AIM OF THE TASK
Please restate exactly what appears in the records below from the first line to the line where "### LINKED ISSUE #5767: Invalid" is, that line included.

Dataset entries
PR #5808, opened 2021-05-01
Make use of the 'yield from' keyword whenever possible for a better pythonic look!

Harmouch101:
Signed-off-by: Harmouch101 <mahmoudddharmouchhh@gmail.com>


sigmavirus24:
We're not accepting cosmetic changes or changes which break compatibility with Python 2.7

wiseaidev:
Oh! I didn't notice it supports python 2.7. However, I think the project needs to be updated to support only versions > 3.5  of python since other versions have reached the [end of life](https://endoflife.date/python) in terms of security support.

PR #5810, opened 2021-05-04
Throw value error when serializing JSON object with NaN value

### LINKED ISSUE #5767: Invalid JSON serialization of data with NaNs when using `json` request argument
When passing data to `json` argument in a `requests.post()` (or comparable) request and data contains "nan" floats (`float("nan")`), the data payload will be invalid JSON (in strict sense). Example:

    >>> import requests
    >>> requests.__version__
    '2.25.1'
    >>> data = {"foo": float("nan")}
    >>> resp = requests.post("https://httpbin.org/post", json=data)
    >>> resp.json()["data"]
    '{"foo": NaN}'

While the `NaN` in this result (the JSON serialized data payload that is sent) is valid JavaScript, it is not valid JSON.

The reason is that stdlib's `json.dumps` has `allow_nan` option which is `True` by default and consequently generates invalid JSON by default:

    >>> json.dumps(data)
    '{"foo": NaN}'

## Expected Result

A ValueError should be raised (at least by default). E.g.:

    >>> json.dumps(data, allow_nan=False)
    ...
    ValueError: Out of range float values are not JSON compliant

## Actual Result

library silently sends invalid JSON

tallalnparis4ev:
I am attempting to fix #5767 with this PR. Feedback is really appreciated.

### DIFF
--- a/requests/models.py
+++ b/requests/models.py
@@ -466,7 +466,7 @@ class PreparedRequest(RequestEncodingMixin, RequestHooksMixin):
             # urllib3 requires a bytes-like body. Python 2's json.dumps
             # provides this natively, but Python 3 gives a Unicode string.
             content_type = 'application/json'
-            body = complexjson.dumps(json)
+            body = complexjson.dumps(json, allow_nan=False)
             if not isinstance(body, bytes):
                 body = body.encode('utf-8')
 
--- a/requests/models.py
+++ b/requests/models.py
@@ -29,7 +29,7 @@ from .auth import HTTPBasicAuth
 from .cookies import cookiejar_from_dict, get_cookie_header, _copy_cookie_jar
 from .exceptions import (
     HTTPError, MissingSchema, InvalidURL, ChunkedEncodingError,
-    ContentDecodingError, ConnectionError, StreamConsumedError)
+    ContentDecodingError, ConnectionError, StreamConsumedError, InvalidJSONError)
 from ._internal_utils import to_native_string, unicode_is_ascii
 from .utils import (
     guess_filename, get_auth_from_url, requote_uri,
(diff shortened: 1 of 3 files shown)


sigmavirus24 (changes requested):
I don't believe a `request()` method will throw a ValueError ever and so this constitutes a backwards incompatible change. We should create a new exception, however, that inherits from `RequestsException` to cover this case and do something like

```py
try:
    body = complexjson.dumps(json, allow_nan=False)
except ValueError as ve:
    raise InvalidJSONError(json, original_exc=ve)
```

requests/models.py
```diff
@@ -466,7 +466,12 @@ def prepare_body(self, data, files, json=None):
             # urllib3 requires a bytes-like body. Python 2's json.dumps
             # provides this natively, but Python 3 gives a Unicode string.
             content_type = 'application/json'
-            body = complexjson.dumps(json, allow_nan=False)
+
+            try:
+              body = complexjson.dumps(json, allow_nan=False)
+            except ValueError as ve:
+              raise InvalidJSONError(ve, request=self)
```
tallalnparis4ev, line 473: @sigmavirus24 is this okay? Couldn't do it the exact way you specified, but `request` contains the JSON info.

sigmavirus24: I have an instinct of "No" but that's because people do not read the docs and sometimes pass open files and such _in addition to_ the `json=` keyword and keeping a reference to those might not be _the best_ but that's a "The user has shot themselves in the foot" situation only for high traffic (lots of requests doing the wrong thing explicitly that has undefined behaviour), poorly designed software (because it's potentially not releasing/decref'ing the exception which doesn't decref the request which doesn't decref the file obj).

tl;dr - This should be fine

sigmavirus24 (approved):

PR #6335, opened 2023-01-19
Add `mime_type` property to response object

MarkusHammer:
Added a `mime_type` property to the response object to allow for quick figuring out of the type of content of a response. This is a tiny QOL improvement, as it makes it easier to extract the mime type from the header without having to clutter up code just to extract it.


nateprewitt:
Hi @MarkusHammer, this is pretty specific behavior that I don't believe has a broadly applicable use case.

The end goal can be accomplished with a few lines of user written code when needed, so I think we'll stick with that as our advisement for now. Thanks!

PR #6336, opened 2023-01-20
Support missing SNIMissingWarning in tests

pquentin:
urllib3 2.0 only supports OpenSSL 1.1.1+ which means SNI is mandatory, and removed the warning altogether.

### DIFF
--- a/tests/__init__.py
+++ b/tests/__init__.py
@@ -2,9 +2,13 @@
 
 import warnings
 
-from urllib3.exceptions import SNIMissingWarning
+try:
+    from urllib3.exceptions import SNIMissingWarning
 
-# urllib3 sets SNIMissingWarning to only go off once,
-# while this test suite requires it to always fire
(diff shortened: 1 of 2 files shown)


nateprewitt (approved):
Fair enough, this looks good. Thanks @pquentin!

nateprewitt:
Looks like there's a small linting issue. Could you update the PR using our pre-commit hooks?

Although where it's moving the test import doesn't look right to me 👀. I'll investigate that separately.

pquentin:
Oops, sorry about that. Fixed the lint.

> Although where it's moving the test import doesn't look right to me 👀. I'll investigate that separately.

This is because I used `from tests import X` instead of `from . import X` and isort does not know that `tests` is a [known first party](https://pycqa.github.io/isort/docs/configuration/options.html#known-first-party). I switched back to `from . import X`.

PR #6347, opened 2023-02-07
Use context manager to open files

RichieB2B:
In the documentation for `POST a Multipart-Encoded File` the example code opens the file but never closes it. This leaves the file open until the script ends. It is better to use a context manager even in example code.

Original:
```
>>> url = 'https://httpbin.org/post'
>>> files = {'file': open('report.xls', 'rb')}

>>> r = requests.post(url, files=files)
>>> r.text
```

Replace with:
```
>>> url = 'https://httpbin.org/post'
>>> with open('report.xls', 'rb') as fd:
...     files = {'file': fd, 'rb')}

...     r = requests.post(url, files=files)
...     r.text
```


lpaladin:
I've just got bitten by this example, and was just about to create a PR for this too 😃 

(Maybe
```python
    ...     r = requests.post(url, files=multiple_files)
    ...     r.text
```
could be
```python
    ...     r = requests.post(url, files=multiple_files)
    ... 
    >>> r.text
```

PR #6348, opened 2023-02-08
python 3 language updates

marksmayo:
Fix some f-strings
Remove u-prefix from strings


sigmavirus24:
Thanks for thinking of us but we don't accept cosmetic changes to the project given it's current maintenance status.

PR #6356, opened 2023-02-17
Allow str/bytes subclasses to be used as header parts

sethmlarson:
Closes https://github.com/psf/requests/issues/6159 Adapted from https://github.com/nateprewitt/requests/commit/66fcc9c88cf5a53e85322305f41006032744cbe3 but also supports mixed type tuples.


nateprewitt:
If you can rebase this onto the linting change, I think this is set.

sethmlarson:
@nateprewitt Done, ready for review!

nateprewitt (approved):
🚀

PR #6374, opened 2023-03-09
refactor: Replace text symbol with unicode emoji

JoshuaDRose:
My reasoning is thus: emojis are cool


sigmavirus24:
This isn't a rescue and we don't accept cosmetic changes like this

Issue #6292, opened 2022-11-23
requests.put() does not respect timeout when data is chunked


konlai:
`requests.put(url, data=some_generator, timeout=5.0)` does not timeout if the server accepts the connection but does not send a response.

## Expected Result

`requests.put(url, data=some_generator, timeout=5.0)` would time out after 5 seconds if the server does not send a response.

## Actual Result

`requests.put(url, data=some_generator, timeout=5.0)` can hang indefinitely if the server does not send a response and does not close the connection.

## Reproduction Steps

```python
import requests

def data_chunked():
    data = [b'hello', b'world']
    for chunk in data:
        yield chunk

# This can block forever if the server accepts the connection but does not respond
requests.put("http://localhost:8080/", data=data_chunked(), timeout=5.0)

# This times out as expected
requests.put("http://localhost:8080/", data=b'hello', timeout=5.0)
```

## System Information

    $ python -m requests.help

```json
{
  "chardet": {
    "version": null
  },
  "charset_normalizer": {
    "version": "2.0.10"
  },
  "cryptography": {
    "version": ""
  },
  "idna": {
    "version": "3.3"
  },
  "implementation": {
    "name": "CPython",
    "version": "3.6.8"
  },
  "platform": {
    "release": "3.10.0-1062.18.1.el7.x86_64",
    "system": "Linux"
  },
  "pyOpenSSL": {
    "openssl_version": "",
    "version": null
  },
  "requests": {
    "version": "2.27.1"
  },
  "system_ssl": {
    "version": "100020bf"
  },
  "urllib3": {
    "version": "1.26.8"
  },
  "using_charset_normalizer": true,
  "using_pyopenssl": false
}
```

nateprewitt:
Thanks for the report, @missing64001. We moved to use urllib3's chunking behavior in 2.30.0 which should have resolved this. I'll close this out along with the PR since it no longer applies to the code base. Please let us know if you're still seeing the issue with the latest release.

PR #6375, opened 2023-03-09
Update adapters.py

missing64001:
requests.put() does not respect timeout when data is chunked


missing64001:
fix issue #6292

nateprewitt:
Resolving as this should be addressed in Requests 2.30.0 and we've removed this code path from Requests.

PR #6379, opened 2023-03-14
fix issue #6377

### LINKED ISSUE #6377: test_zipped_paths_extracted fails if test file has been modified since last run
If you run `python -m pytest tests/test_utils.py -ktest_zipped_paths_extracted` this test will pass normally. If you run it again, it will pass again.

If, however, you make any modifications to the file, the test will now fail and keep failing:

```       assert filecmp.cmp(extracted_path, __file__)
E       AssertionError: assert False
E        +  where False = <function cmp at 0x7f4ea6d4dab0>('/tmp/test_utils.py', '/home/david/project-reducer/scratch/requests/tests/test_utils.py')
E        +    where <function cmp at 0x7f4ea6d4dab0> = filecmp.cmp
```
The reason for this is that the last time the test ran, the contents of `__file__` were written to `/tmp/test_utils.py` and when `extract_zipped_paths` is next called, it doesn't overwrite the existing file, so the filecmp fails because it's now comparing against the old version of the file.

## Expected Result

The test should run successfully when modifications to the file are made.

## Actual Result

Modifications to the test file that are unrelated to the test in question cause it to fail.

## Reproduction Steps

```bash
python -m pytest tests/test_utils.py -ktest_zipped_paths_extracted
echo -n '# modification' >> tests/test_utils.py
python -m pytest tests/test_utils.py -ktest_zipped_paths_extracted
```
## System Information

    $ python -m requests.help

```json
{
  "chardet": {
    "version": "5.1.0"
  },
  "charset_normalizer": {
    "version": "3.0.1"
  },
  "cryptography": {
    "version": ""
  },
  "idna": {
    "version": "3.4"
  },
  "implementation": {
    "name": "CPython",
    "version": "3.10.8"
  },
  "platform": {
    "release": "5.15.90.1-microsoft-standard-WSL2",
    "system": "Linux"
  },
  "pyOpenSSL": {
    "openssl_version": "",
    "version": null
  },
  "requests": {
    "version": "2.28.2"
  },
  "system_ssl": {
    "version": "1010106f"
  },
  "urllib3": {
    "version": "1.26.14"
  },
  "using_pyopenssl": false
}
```

Ren-hongchen:
fix #6377 
The reason why the file is not overwritten is that the test file in the TMP directory is not cleared after the test is run for the first time, and the directory and filename of the temporary file are the same after each test run.

This code skips overwriting when it finds that the file already exists:

`if not os.path.exists(extracted_path):` in utils.extract_zipped_paths()

**This means that calling this function twice in a row will not be able to detect changes in compressed files？**

So i thought that judgment might be redundant, so I removed it.

### DIFF
--- a/requests/utils.py
+++ b/requests/utils.py
@@ -290,10 +290,11 @@ def extract_zipped_paths(path):
     # we have a valid zip archive and a valid member of that archive
     tmp = tempfile.gettempdir()
     extracted_path = os.path.join(tmp, member.split("/")[-1])
-    if not os.path.exists(extracted_path):
-        # use read + write to avoid the creating nested folders, we only want the file, avoids mkdir racing condition
-        with atomic_open(extracted_path) as file_handler:
-            file_handler.write(zip_file.read(member))
+
+    # use read + write to avoid the creating nested folders, we only want the file, avoids mkdir racing condition
+    with atomic_open(extracted_path) as file_handler:
+        file_handler.write(zip_file.read(member))
+
     return extracted_path
 
 


sigmavirus24:
This will dramatically kill performance for people using certifi and requests from zip files. We won't be accepting it

Ren-hongchen:
> This will dramatically kill performance for people using certifi and requests from zip files. We won't be accepting it

Sorry, I'm a noob.  @sigmavirus24 
Is it acceptable to use MD5 to compare existing files in a temporary directory with the compressed file to detect if the contents of the file have changed?

```
import hashlib

def extract_zipped_paths():
    ...
    if os.path.exists(extracted_path):
        with open(extracted_path, "rb") as file_handler:
            file_content = file_handler.read()
            file_hash = hashlib.md5(file_content).hexdigest()
        zip_file_hash = hashlib.md5(zip_file.read(member)).hexdigest()
        
        if file_hash == zip_file_hash:
            return extracted_path
        
    # use read + write to avoid the creating nested folders, we only want the file, avoids mkdir racing condition
    with atomic_open(extracted_path) as file_handler:
        file_handler.write(zip_file.read(member))
```

PR #6380, opened 2023-03-15
Clarified Section Header for passing data

jenshb:
This section applies not only to POST request, but all REST methods with data. Furthermore, a POST request with json body ist not complicated, but standard.


nateprewitt:
Thanks for the PR, @jenshb. This may be a bit subjective depending on the reader. We typically won't accept PRs that are making stylistic changes in the docs/code, so I believe we'll pass on this one.

PR #6383, opened 2023-03-19
Clarify docs for multipart file uploads

SyntaxColoring:
This makes some documentation changes that clarify the `files` argument of `requests.post()` et. al.

## Be more precise when we say "multiple files"

The `files` argument can either be a dict:

```python
files = {
    "field_1": file_1,
    "field_2": file_2,
}
```

Or a list of tuples:

```python
files = [
    ("field_1": file_1),
    ("field_2": file_2),
]
```

A few places implied that to "upload multiple files in one request," you had to use the list-of-tuples syntax. But the dict syntax supports multiple files just fine. The added power in the list-of-tuples syntax seems to be that you can upload multiple files *to the same form field.* So, we now say that.

## Update the reference docs

The API reference documentation did not completely describe what values were acceptable for `files`, and in some cases it was misleading.

* It didn't mention the list-of-tuples syntax at all.
* It said you could pass a "dictionary of `'name': file-like-objects`". The pluralization there makes it look like you can do something like `{"name": [file_1, file_2]}`, but that's not correct.
* It didn't describe what you were allowed to provide as a "`fileobj`". (It can be a file-like object, or `str` contents, or `bytes` contents.)
* It said `name` to refer to the value that Requests uses as the form field name. This could be misconstrued as the file name. [RFC 7578](https://www.rfc-editor.org/rfc/rfc7578) and other examples within Requests call it the "field name" or "form field name."

My sources for these changes:

* The existing [POST a Multipart-Encoded File](https://github.com/psf/requests/blob/7f694b79e114c06fac5ec06019cada5a61e5570f/docs/user/quickstart.rst?plain=1#L300) section.
* The existing [POST Multiple Multipart-Encoded Files](https://github.com/psf/requests/blob/7f694b79e114c06fac5ec06019cada5a61e5570f/docs/user/advanced.rst?plain=1#L391) section.
* [Request's type stubs](https://github.com/python/typeshed/blob/8080e491d2fa92b1b1390c87fac23a1a38dcd919/stubs/requests/requests/sessions.pyi#L91).

It's difficult to describe this API concisely because it accepts so many different input shapes, and these additions do make the rendered docs feel a bit crowded.

### DIFF
--- a/docs/user/advanced.rst
+++ b/docs/user/advanced.rst
@@ -386,13 +386,13 @@ parameter of ``None``. If you want to set a maximum size of the chunk,
 you can set a ``chunk_size`` parameter to any integer.
 
 
-.. _multipart:
+.. _multiple_multipart_files_same_field:
 
-POST Multiple Multipart-Encoded Files
--------------------------------------
+POST Multiple Multipart-Encoded Files to the Same Field
+-------------------------------------------------------
 
-You can send multiple files in one request. For example, suppose you want to
-upload image files to an HTML form with a multiple file field 'images'::
+You can send multiple files to the same form field in one request. For example, suppose you want to
+upload image files to an HTML form with a multiple-file field 'images'::
 
     <input type="file" name="images" multiple="true" required="true"/>
 
--- a/docs/user/quickstart.rst
+++ b/docs/user/quickstart.rst
@@ -297,6 +297,9 @@ and it will be encoded automatically:
 
 Note, the ``json`` parameter is ignored if either ``data`` or ``files`` is passed.
 
+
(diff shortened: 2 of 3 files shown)


sigmavirus24:
The primary benefit of using list of tuples is that order is preserved which is important for some servers that expect fields in a very specific ordering which is way more than it should be

SyntaxColoring:
@sigmavirus24 Thanks. To be clear, do you think some of this PR needs to change to reflect that, or were you just commenting to lend context?

SyntaxColoring:
Bump. Are any changes needed for this?

PR #6456, opened 2023-05-17
add docstring parameter hooks

cpzt:
When I read the source code, I found that the  `request` method misses parameter hooks in docstring


PabloEmidio (commented):
It'd be interesting if followed the `Request` docstring defination, but there are several cases where it's not.

juson12 (approved):

nateprewitt (approved):
Thanks @cpzt!

PR #6458, opened 2023-05-22
I knew we missed a step...

nateprewitt:
Got a bit too far ahead of myself on the release. Running Black over the patch to fix quotes.


sethmlarson (approved):

krishna13052001:
@nateprewitt , what was the problem of having single quotes ?

nateprewitt:
There is no problem with single quotes, but Requests uses [black](https://github.com/psf/black/) for formatting which [prefers double quotes](https://black.readthedocs.io/en/stable/the_black_code_style/current_style.html#strings).

PR #6464, opened 2023-05-31
 Updated grammar

puryabzp:
This just fix the grammar in this document when I was reading it and I think it's okay to have a contributed on this project.


puryabzp:
fix grammar

sigmavirus24 (commented):
Thanks for the contribution but none of these look like valid corrections. In fact, they seem to all introduce issues rather than. Fix anything. As a result I'll be closing this

nateprewitt:
Thanks for the PR, @puryabzp. Unfortunately, I don't think we'll be able to accept it.

PR #6465, opened 2023-06-04
Add note about adapter prefix match to docs

ZetaTwo:
This PR adds a note to the documentation highlighting the behaviour of the adapter prefix matching to help users avoid potential mistakes.


nateprewitt (approved):
Thanks @ZetaTwo!

PR #6469, opened 2023-06-07
raise ClientError for 4xx and ServerError for 5xx

Zhong-z:
`raise_for_status()` will now raises 
- ClientError for status code 4xx
- ServerError for status code 5xx

Both ClientError and ServerError are subclass of HTTPError, which should be make them backward compatible for users that catching `HTTPError`

Also kept the error message the same for backward compatibility too in case users are matching the message value.

Ideally the "Client Error" and "Server Error" in the message could be removed given the class name provide the same context.
i.e
f"{self.status_code}: {reason} for url: {self.url}"


sigmavirus24:
Thanks for putting this together! We're under feature freeze now, however, and are not accepting new API additions. As such, we will be closing this

PR #6475, opened 2023-06-26
Specify that Session.headers needs to be set to a OrderedDict in Header Ordering docs

joren485:
### Description.

Small improvement to the docs: `Session.headers` (and not `Session`) should be set to an `OrderedDict` to preserve header order.


nateprewitt (approved):
The `OrderedDict` requirement is a bit redundant now with Python 3, but I don't think we've actually evaluated if we have any special logic around this. For now I think fixing the incorrect link is useful until we consider rewriting this.

Thanks @joren485!

PR #6477, opened 2023-07-04
support adding headers when using proxies

anysoft:
In some cases, when using a proxy, it is necessary to specify specific header content. Therefore, I have implemented this functionality in a simple way.

usage：
https://github.com/anysoft/requests/blob/e6b05c5edba85b6b383b39fdde4b3ab9b514f6db/tests/test_proxy.py
``` python
import requests


def uc_unicom(ip):
    try:
        headers = {
            'user-agent': 'Mozilla/5.0 (Linux; Android 6.0; Nexus 5 Build/MRA58N) AppleWebKit/537.36 (KHTML, like Gecko) Chrome/111.0.0.0 Mobile Safari/537.36 Edg/111.0.1661.41'
        }
        proxies = {
            'http': f'http://{ip}',
            'https': f'http://{ip}',
            'headers': {
                'Proxy-Authorization': 'Basic dXNlcjpwd2Q=',
                'Q-GUID': 'XXXX',
            }
        }
        response = requests.get('https://api.ip.sb/ip', headers=headers, proxies=proxies)
        print(response.text)
    except Exception as e:
        print(e)



if __name__ == '__main__':
    uc_unicom('127.0.0.1:8080')

```

### DIFF
--- a/requests/adapters.py
+++ b/requests/adapters.py
@@ -222,7 +222,7 @@ class HTTPAdapter(BaseAdapter):
                 **proxy_kwargs,
             )
         else:
-            proxy_headers = self.proxy_headers(proxy)
+            proxy_headers = self.proxy_headers(proxy, **proxy_kwargs)
             manager = self.proxy_manager[proxy] = proxy_from_url(
                 proxy,
                 proxy_headers=proxy_headers,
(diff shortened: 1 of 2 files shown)


sigmavirus24:
Thanks for putting together a pull request and sending it. Unfortunately, Requests is under feature-freeze and has been for quite a while.

Regardless, there is a clear way to add headers for your proxy. That said, your example test is specifying `Proxy-Authorization` but near the code you altered, that's already supported. If you can't use basic authentication with your proxy, you can change the adapters to do the right thing based off of what your needs are and replace the adapter.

REPLY TO THE EXERCISE
PR #5808, opened 2021-05-01
Make use of the 'yield from' keyword whenever possible for a better pythonic look!

Harmouch101:
Signed-off-by: Harmouch101 <mahmoudddharmouchhh@gmail.com>


sigmavirus24:
We're not accepting cosmetic changes or changes which break compatibility with Python 2.7

wiseaidev:
Oh! I didn't notice it supports python 2.7. However, I think the project needs to be updated to support only versions > 3.5  of python since other versions have reached the [end of life](https://endoflife.date/python) in terms of security support.

PR #5810, opened 2021-05-04
Throw value error when serializing JSON object with NaN value

### LINKED ISSUE #5767: Invalid JSON serialization of data with NaNs when using `json` request argument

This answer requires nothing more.